Saved data entries:
--- START ---
PR #28189, opened 2024-12-18
🧹  remove backend-common from notifications

freben:
This turned out to be an easy one

### DIFF
--- a/plugins/notifications-backend/dev/index.ts
+++ b/plugins/notifications-backend/dev/index.ts
@@ -20,13 +20,13 @@ import {
   createBackendPlugin,
 } from '@backstage/backend-plugin-api';
 import { notificationService } from '@backstage/plugin-notifications-node';
-import { errorHandler } from '@backstage/backend-common';
 import {
   notificationSeverities,
   NotificationSeverity,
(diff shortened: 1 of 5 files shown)


plugins/notifications-backend/dev/index.ts
```diff
@@ -96,7 +100,7 @@ const notificationsDebug = createBackendPlugin({
           });
           res.status(200).send({ status: 'ok' });
         });
-        router.use(errorHandler());
+        router.use(middleware.error());
```
camilaibs, line 103: Could we completely get rid of this middleware?

camilaibs (approved):

plugins/notifications-backend/dev/index.ts
freben: If I understood the debate earlier correctly, the default "root" handler doesn't get the logging context right, so it doesn't look obvious that the log line comes from this particular plugin. But I'm happy if that's not the case so we can delete these!

drodil (approved):

mareklibra (approved):

benjdlambert (approved):

PR #28253, opened 2024-12-20
fix: Omit collecting `backend-common` `config.d.ts` if `backend-defaults` is detected

### LINKED ISSUE #28170: 🐛 Bug Report: Database connection objects no longer pass schema validation
### 📜 Description

Looks like this was caused by https://github.com/backstage/backstage/pull/27901

```

Error: Configuration does not match schema
--
  |  
  | Config must have required property 'instance' { missingProperty=instance } at /backend/database/connection
  | Config must have required property 'type' { missingProperty=type } at /backend/database/connection
  | Config must NOT have additional properties { additionalProperty=host } at /backend/database/connection
  | Config must NOT have additional properties { additionalProperty=port } at /backend/database/connection
  | Config must NOT have additional properties { additionalProperty=user } at /backend/database/connection
  | Config must NOT have additional properties { additionalProperty=host } at /backend/database/connection
  | Config must NOT have additional properties { additionalProperty=port } at /backend/database/connection
  | Config must NOT have additional properties { additionalProperty=user } at /backend/database/connection
  | Config must be string { type=string } at /backend/database/connection
  | Config must match a schema in anyOf {  } at /backend/database/connection


```

My config looks like this:

```
  database:
    client: pg
    connection:
      host: ${DB_HOST}
      port: ${DB_PORT}
      user: ${DB_USERNAME}
      password: ${DB_PASSWORD}
```
It's trying to validate it against the new CloudSQL schema:

```
          {
            /**
             * The specific config for cloudsql connections
             */
            type: 'cloudsql';
            /**
             * The instance connection name for the cloudsql instance, e.g. `project:region:instance`
             */
            instance: string;
          }
```

instead of the more flexible type:
```
          {
            /**
             * Password that belongs to the client User
             * @visibility secret
             */
            password?: string;
            /**
             * Other connection settings
             */
            [key: string]: unknown;
          }
```

### 👍 Expected behavior

`yarn backstage-cli config:check --strict` should pass. This was not listed as a breaking change so I'm assuming I shouldn't need to change my config at all. I'm happy to do so if it was simply mislabeled though.

`yarn backstage-cli config:check --strict` fails with above description

### 👟 Reproduction steps

I assume: create a new backstage app and setup postgres then run `yarn backstage-cli config:check --strict`

This is new in 1.34.0

### 🖥️ Your Environment

_No response_

benjdlambert:
Fixes #28170

### DIFF
--- a/packages/config-loader/src/schema/collect.ts
+++ b/packages/config-loader/src/schema/collect.ts
@@ -153,18 +153,17 @@ export async function collectConfigSchemas(
   ]);
 
   const tsSchemas = await compileTsSchemas(tsSchemaPaths);
+  const allSchemas = schemas.concat(tsSchemas);
 
-  return schemas
-    .concat(tsSchemas)
-    .filter(
-      ({ packageName }, _, original) =>
-        !(
-          packageName === '@backstage/backend-common' &&
-          original.some(
-            ({ packageName: p }) => p === '@backstage/backend-defaults',
-          )
-        ),
-    );
+  const isMissingBackendDefaults = !allSchemas.some(
+    ({ packageName }) => packageName === '@backstage/backend-defaults',
+  );
+
+  // Filter out the backend-common schema unless the backend-defaults schema is missing
+  return allSchemas.filter(
+    ({ packageName }) =>
+      packageName !== '@backstage/backend-common' || isMissingBackendDefaults,
+  );
 }
 
 // This handles the support of TypeScript .d.ts config schema declarations.
--- a/packages/config-loader/src/schema/collect.ts
+++ b/packages/config-loader/src/schema/collect.ts
@@ -159,7 +159,10 @@ export async function collectConfigSchemas(
     ({ packageName }) => packageName === '@backstage/backend-defaults',
   );
 
-  // Filter out the backend-common schema unless the backend-defaults schema is missing
+  // Filter out the backend-common schema unless the backend-defaults schema is missing.
+  // This was causing issue with merging of the schemas.
+  // This should be removed when we have no need for backend-common anymore, and other
+  // packages are no longer depending on it.
   return allSchemas.filter(
     ({ packageName }) =>
       packageName !== '@backstage/backend-common' || isMissingBackendDefaults,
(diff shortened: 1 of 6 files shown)


camilaibs (approved):

packages/config-loader/src/schema/collect.ts
```diff
@@ -151,14 +154,26 @@ export async function collectConfigSchemas(
...
-  return schemas.concat(tsSchemas);
+  return schemas
+    .concat(tsSchemas)
+    .filter(
+      ({ packageName }, _, original) =>
+        !(
+          packageName === '@backstage/backend-common' &&
+          original.some(
+            ({ packageName: p }) => p === '@backstage/backend-defaults',
+          )
```
Rugvip, line 165: Bit cleaner to extract this into an earlier `hasBackendDefaults` I think

packages/config-loader/src/schema/collect.ts
```diff
@@ -45,7 +45,7 @@ export async function collectConfigSchemas(
   packagePaths: string[],
 ): Promise<ConfigSchemaPackageEntry[]> {
   const schemas = new Array<ConfigSchemaPackageEntry>();
```
Rugvip, line 47: Thinking `& { packageName: string }` here instead to avoid the public API change

packages/config-loader/src/schema/collect.ts
```diff
@@ -150,15 +153,26 @@ export async function collectConfigSchemas(
...
+  const isMissingBackendDefaults = !allSchemas.some(
+    ({ packageName }) => packageName === '@backstage/backend-defaults',
+  );
 
-  return schemas.concat(tsSchemas);
+  // Filter out the backend-common schema unless the backend-defaults schema is missing
+  return allSchemas.filter(
+    ({ packageName }) =>
+      packageName !== '@backstage/backend-common' || isMissingBackendDefaults,
+  );
```
Rugvip, line 166:
```
if (hasBackendDefaults) {
  return allSchemas.filter(...)
}
return allSchemas
```

thinking that's the most clear way

Rugvip (approved):

Issue #20561, opened 2023-10-12
🔌 Plugin: events-backend-module-kafka


Silthus:
### 🔖 Summary

It would be great to have a Kafka event module that can subscribe to topics in a Kafka cluster and forward them as backstage events. KafkaJS could be used for the client.

### 🌐 Project website (if applicable)

https://kafka.js.org/

### ✌️ Context

This would be similiar to the AWSSqS event-module.

### 👀 Have you spent some time to check if this plugin request has been raised before?

- [X] I checked and didn't find similar issue

### 🏢 Have you read the Code of Conduct?

- [X] I have read the [Code of Conduct](https://github.com/backstage/backstage/blob/master/CODE_OF_CONDUCT.md)

### Are you willing to submit PR?

Yes I am willing to submit a PR!

camilaibs:
Sounds great 🎉, looking forward to your contribution!
Would you like us to attribute the issue to you 🙂 ?

Silthus:
That would be great, thank you!

I will put something together in the next weeks.

camilaibs:
Assigned to you @Silthus , thanks in advance 🙌🏻

ZaradarBH:
@Silthus are you still working on this? I was contemplating a similar requirement for a eventprovider that needs to consume messages from a kafka broker and it would be much cleaner if my custom backend module just used the eventsservice as a facade and then we had a module like the one your envisioning that can pickup on the presence of the kafka configuration section in app-configuration and start consuming events from topics marked as auto-ingestible or something like that. Feel free to hit me up on discord for a chat if you want to explore the subject further. :)

Silthus:
Hey @ZaradarBH 

Cool to see someone else is interested in this 😃 

Unfortunately I am working on a different company now where we don't use Kafka and I don't have time on the side to tackle this.

Maybe someone from my old team wants to chime in and pair? @Roshick ?

ZaradarBH:
@Silthus thanks for the input! I can do the work on my own if needs be. I just figured it would be fun if others chimed in, so @Roshick feel free to ping me if you want to talk :)

pjungermann:
@Silthus @ZaradarBH 
As the AWS SQS support was mentioned: Did you think about this as a source for external events or a possible alternative implementation for `EventsService`?

AWS SQS is used as a source for external events as an alternative to the HTTP endpoints. However, we might want to use something similar within an alternative `EventsService` implementation using i.e. AWS EventBridge or others.

[...]

PR #29315, opened 2025-03-20
feat(events): add a new kafka module for events backend

Jonas-Beck:

This introduces a new kafka module for the `plugin-events-backend` that can be used to receive events from a Kafka topic and publish them using the `EventService`, similar to the `events-backend-module-aws-sqs` module.

This module was requested in the following issue: https://github.com/backstage/backstage/issues/20561

We have been using this module in production for the last 4 months without any issues, as an alternative to receiving events [via HTTP Endpoint](https://github.com/backstage/backstage/blob/master/plugins/events-backend/README.md). 

I tried to follow the structure and naming conventions used in the `events-backend-module-aws-sqs` module.


plugins/events-backend-module-kafka/src/publisher/config.ts
```diff
@@ -0,0 +1,96 @@
...
+  const requestTimeout = kafkaConfig.getOptionalNumber('requestTimeout');
+  const enforceRequestTimeout = kafkaConfig.getOptionalBoolean(
+    'enforceRequestTimeout',
+  );
+
+  const ssl = kafkaConfig.getOptional('ssl') as KafkaConfig['ssl'];
+  const sasl = kafkaConfig.getOptional('sasl') as KafkaConfig['sasl'];
+  const retry = kafkaConfig.getOptional('retry') as KafkaConfig['retry'];
+
+  const kafkaConsumerConfig: KafkaConsumerConfig[] = kafkaConfig
```
pjungermann, line 58:
```suggestion
  const kafkaConsumerConfigs: KafkaConsumerConfig[] = kafkaConfig
```

plugins/events-backend-module-kafka/src/publisher/KafkaConsumingEventPublisher.ts
```diff
@@ -0,0 +1,111 @@
...
+/**
+ *
+ * This class subscribes to Kafka topics and publishes events received to the registered subscriber.
+ * The message payload will be used as the event payload and passed to the subscribers.
+ *
+ * @public
+ */
+export class KafkaConsumingEventPublisher {
+  private readonly kafkaConsumer: Consumer;
+  private readonly consumerSubscribeOptions: ConsumerSubscribeTopics;
```
pjungermann, line 32:
```suggestion
  private readonly consumerSubscribeTopics: ConsumerSubscribeTopics;
```

plugins/events-backend-module-kafka/src/publisher/LoggerServiceCreator.ts
```diff
@@ -0,0 +1,45 @@
...
+ * Unless required by applicable law or agreed to in writing, software
+ * distributed under the License is distributed on an "AS IS" BASIS,
+ * WITHOUT WARRANTIES OR CONDITIONS OF ANY KIND, either express or implied.
+ * See the License for the specific language governing permissions and
+ * limitations under the License.
+ */
+import { LoggerService } from '@backstage/backend-plugin-api';
+import { LogEntry, logLevel } from 'kafkajs';
+
+export const LoggerServiceCreator =
```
--- END ---
Description of the task: Beginning with the line above that contains "This module was", copy each line exactly up to and including the line that contains "We have been", and go no further.

Solution for this exercise:
This module was requested in the following issue: https://github.com/backstage/backstage/issues/20561

We have been using this module in production for the last 4 months without any issues, as an alternative to receiving events [via HTTP Endpoint](https://github.com/backstage/backstage/blob/master/plugins/events-backend/README.md). 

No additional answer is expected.